## ASSIGNMENT:
Your response should contain each line of the data that includes "opened".
EXERCISE DATA section start
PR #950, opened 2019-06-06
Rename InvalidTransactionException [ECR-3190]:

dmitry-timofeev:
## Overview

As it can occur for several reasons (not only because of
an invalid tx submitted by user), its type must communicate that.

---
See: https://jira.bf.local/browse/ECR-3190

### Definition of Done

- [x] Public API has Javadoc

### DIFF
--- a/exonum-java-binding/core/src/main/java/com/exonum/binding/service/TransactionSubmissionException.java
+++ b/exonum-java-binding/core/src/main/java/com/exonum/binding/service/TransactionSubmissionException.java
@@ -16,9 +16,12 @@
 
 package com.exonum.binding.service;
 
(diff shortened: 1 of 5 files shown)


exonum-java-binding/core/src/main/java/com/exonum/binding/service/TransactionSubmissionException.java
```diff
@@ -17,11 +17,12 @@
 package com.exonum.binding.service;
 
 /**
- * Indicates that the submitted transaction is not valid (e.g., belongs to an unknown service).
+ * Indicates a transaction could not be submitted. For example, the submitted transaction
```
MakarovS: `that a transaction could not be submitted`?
EXERCISE DATA section end
EXERCISE DATA section start
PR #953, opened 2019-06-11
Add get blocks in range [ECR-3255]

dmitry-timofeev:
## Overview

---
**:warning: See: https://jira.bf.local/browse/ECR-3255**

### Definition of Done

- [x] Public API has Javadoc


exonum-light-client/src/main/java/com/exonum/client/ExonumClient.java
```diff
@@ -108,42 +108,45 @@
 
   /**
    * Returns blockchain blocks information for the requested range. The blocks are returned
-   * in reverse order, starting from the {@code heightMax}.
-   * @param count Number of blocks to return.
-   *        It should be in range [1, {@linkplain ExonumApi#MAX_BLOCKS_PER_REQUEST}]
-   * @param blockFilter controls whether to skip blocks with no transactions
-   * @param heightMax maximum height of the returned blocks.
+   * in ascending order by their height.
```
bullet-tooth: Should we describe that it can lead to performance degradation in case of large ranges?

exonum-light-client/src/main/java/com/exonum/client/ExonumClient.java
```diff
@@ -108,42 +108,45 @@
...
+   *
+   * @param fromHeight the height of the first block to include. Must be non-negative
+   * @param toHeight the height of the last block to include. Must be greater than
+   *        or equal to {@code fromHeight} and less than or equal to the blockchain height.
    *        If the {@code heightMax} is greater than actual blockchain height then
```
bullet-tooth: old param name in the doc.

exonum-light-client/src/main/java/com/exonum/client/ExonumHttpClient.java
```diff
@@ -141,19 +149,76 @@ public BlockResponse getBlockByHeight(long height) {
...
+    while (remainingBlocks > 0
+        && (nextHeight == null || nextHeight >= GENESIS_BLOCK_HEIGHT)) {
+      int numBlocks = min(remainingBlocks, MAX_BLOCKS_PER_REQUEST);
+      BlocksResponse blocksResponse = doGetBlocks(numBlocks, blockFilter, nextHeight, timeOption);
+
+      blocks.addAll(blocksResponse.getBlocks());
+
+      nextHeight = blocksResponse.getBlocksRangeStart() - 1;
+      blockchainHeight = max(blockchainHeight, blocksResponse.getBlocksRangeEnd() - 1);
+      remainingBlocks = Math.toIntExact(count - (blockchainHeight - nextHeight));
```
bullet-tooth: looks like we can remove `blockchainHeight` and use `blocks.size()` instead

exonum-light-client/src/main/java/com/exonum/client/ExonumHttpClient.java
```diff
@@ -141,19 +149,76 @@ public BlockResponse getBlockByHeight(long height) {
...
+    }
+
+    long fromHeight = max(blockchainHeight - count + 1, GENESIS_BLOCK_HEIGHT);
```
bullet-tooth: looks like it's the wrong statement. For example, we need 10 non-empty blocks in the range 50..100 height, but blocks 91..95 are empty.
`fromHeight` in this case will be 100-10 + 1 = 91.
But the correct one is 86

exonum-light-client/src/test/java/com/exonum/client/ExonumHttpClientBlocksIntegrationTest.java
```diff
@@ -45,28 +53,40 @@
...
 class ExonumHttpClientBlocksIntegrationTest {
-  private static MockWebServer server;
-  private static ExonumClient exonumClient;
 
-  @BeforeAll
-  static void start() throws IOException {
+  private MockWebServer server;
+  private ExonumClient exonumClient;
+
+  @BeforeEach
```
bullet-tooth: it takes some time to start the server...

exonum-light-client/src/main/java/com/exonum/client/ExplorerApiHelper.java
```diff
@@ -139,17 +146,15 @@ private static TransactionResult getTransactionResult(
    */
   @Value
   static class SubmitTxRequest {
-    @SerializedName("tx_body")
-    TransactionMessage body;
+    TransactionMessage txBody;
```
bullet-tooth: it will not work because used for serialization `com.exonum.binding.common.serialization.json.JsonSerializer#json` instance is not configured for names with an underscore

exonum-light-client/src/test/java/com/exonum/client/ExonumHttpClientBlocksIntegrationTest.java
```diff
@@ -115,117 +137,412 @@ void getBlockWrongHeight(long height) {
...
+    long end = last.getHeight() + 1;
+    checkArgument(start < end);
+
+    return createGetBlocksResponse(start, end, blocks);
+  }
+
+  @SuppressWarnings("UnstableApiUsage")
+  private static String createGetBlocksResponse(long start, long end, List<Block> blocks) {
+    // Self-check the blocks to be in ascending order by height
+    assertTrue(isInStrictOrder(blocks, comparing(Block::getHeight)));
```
EXERCISE DATA section end
## ANSWER SECTION:
PR #950, opened 2019-06-06
PR #953, opened 2019-06-11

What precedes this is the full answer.